AcademiCodec - Efficient Audio Codec Models for Research and TTS Applications

AcademiCodec: An Open Source Audio Codec Model for Academic Research

AcademiCodec represents a groundbreaking initiative designed to revolutionize audio codec technology by making it accessible for academic research and development. It is completely open-source, featuring a toolkit that empowers researchers and developers to explore and advance audio codec models. With a well-structured repository, it caters to continuous academic collaboration and contributions.

Repository Structure

The project is neatly organized into several critical components:

academicodec: This is the core directory, containing common utilities, modules, quantization techniques, and various models including HiFi-Codec, Encodec, and SoundStream.
evaluation_metric: Houses tools and metrics necessary for evaluating the models' performances.
egs: Contains example scripts and configurations for specific models like SoundStream and HiFi-Codec, along with scripts for testing and starting model evaluations.

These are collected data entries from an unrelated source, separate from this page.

PR #210, opened 2018-01-02
send reset CANCEL when SendStream is dropped with no end-of-stream sent

### LINKED ISSUE #138: Handle `Stream` dropped before end-of-stream flag sent
This is a continuation of [a comment](https://github.com/carllerche/h2/pull/109/files#r143109861).

I believe that currently, if a `Stream` is dropped without sending an end-of-stream flag, nothing happens. This would cause the stream to enter a hung state.

seanmonstar:
Closes #138

### DIFF
--- a/src/proto/streams/prioritize.rs
+++ b/src/proto/streams/prioritize.rs
@@ -266,6 +266,27 @@ impl Prioritize {
         Ok(())
     }
 
+    /// Reclaim all capacity assigned to the stream and re-assign it to the
+    /// connection
+    pub fn reclaim_all_capacity(&mut self, stream: &mut store::Ptr) {
+        let available = stream.send_flow.available().as_size();
+        stream.send_flow.claim_capacity(available);
+        // Re-assign all capacity to the connection
+        self.assign_connection_capacity(available, stream);
+    }
+
+    /// Reclaim just reserved capacity, not buffered capacity, and re-assign
+    /// it to the connection
+    pub fn reclaim_reserved_capacity(&mut self, stream: &mut store::Ptr) {
+        // only reclaim requested capacity that isn't already buffered
+        if stream.requested_send_capacity > stream.buffered_send_data {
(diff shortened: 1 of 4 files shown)


src/proto/streams/send.rs
```diff
@@ -155,14 +155,15 @@ impl Send {
...
+        trace!("schedule_cancel; {:?}", stream.id);
         if stream.state.is_closed() {
             // Stream is already closed, nothing more to do
             return;
         }
 
         stream.state.set_canceled();
 
-        self.reclaim_capacity(stream);
+        self.prioritize.reclaim_reserved_capacity(stream);
```
seanmonstar: Without this change, the implicit cancel was clearing the capacity of the buffered data frame, and it was hanging again.

src/proto/streams/prioritize.rs
```diff
@@ -266,6 +266,27 @@ impl Prioritize {
...
+        stream.send_flow.claim_capacity(available);
+        // Re-assign all capacity to the connection
+        self.assign_connection_capacity(available, stream);
+    }
+
+    /// Reclaim just reserved capacity, not buffered capacity, and re-assign
+    /// it to the connection
+    pub fn reclaim_reserved_capacity(&mut self, stream: &mut store::Ptr) {
+        // only reclaim requested capacity that isn't already buffered
+        if stream.requested_send_capacity > stream.buffered_send_data {
```
carllerche: IIRC, `requested_send_capacity` is capacity that has been **requested** but not actually allocated to the stream, i.e., there was not enough connection capacity to provide.

I would think that you would need to check `stream.send_flow.available()` just like above, but then subtracting `buffered_send_data` from that?

If I am correct, we'd probably want to add a test to catch this case.

seanmonstar: I don't think that is correct, it looks like here that `requested >= buffered`: https://github.com/carllerche/h2/blob/master/src/proto/streams/prioritize.rs#L146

Ongoing Project with Collaborative Spirit

As an ongoing project, AcademiCodec encourages contributions from researchers worldwide. Originating from a university setting, the project provides a platform for the academic community to engage collaboratively, contributing to the evolution of audio codec technology. The project's foundational paper is accessible here.

Audio Codec Models and Challenges

Audio codec models play a vital role in compressing audio for communications and lately for generating intermediates in audio generation tasks. Despite their widespread usage, these models face two main challenges:

The complexity of training due to closed training processes and the requirement for extensive data and computational resources.
The dependency on multiple codebooks for high-quality reconstructions, which burdens generation models.

Innovations of HiFi-Codec

AcademiCodec introduces a novel solution – the HiFi-Codec, based on Group-Residual Vector Quantization (GRVQ). HiFi-Codec addresses existing challenges by using only four codebooks, achieving superior reconstruction performance over its counterparts with fewer resources. It is an ideal choice for various audio generation applications, providing efficient middle representations.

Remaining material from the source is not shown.